WORK ITEM
State how many lines in the records below contain the string "deployed", and give nothing besides that number.

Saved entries
"""

PR #270, opened 2023-05-11
Remove bean overriding

RickArt:
### :pencil: Description
- Removing bean overriding as a default in favor of keeping a cleaner bean definition.
- Flagged v3.10.12 as Yanked as it was wrongly deployed by mistake from a feature branch.
- Flagged v3.10.13 as Yanked as it was changed by mistake from a maven release action, no deployment to maven central was made. optionally we could revert the commits from the action since it was not actually deployed (?)

### :link: Related Issues

### DIFF
--- a/CHANGELOG.md
+++ b/CHANGELOG.md
@@ -1,4 +1,10 @@
-## [3.10.12] - 2023-05-04
+## [3.10.14] - 2023-05-11
+### Changed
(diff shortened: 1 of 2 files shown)


patduin (approved):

"""

ANSWER BELOW
2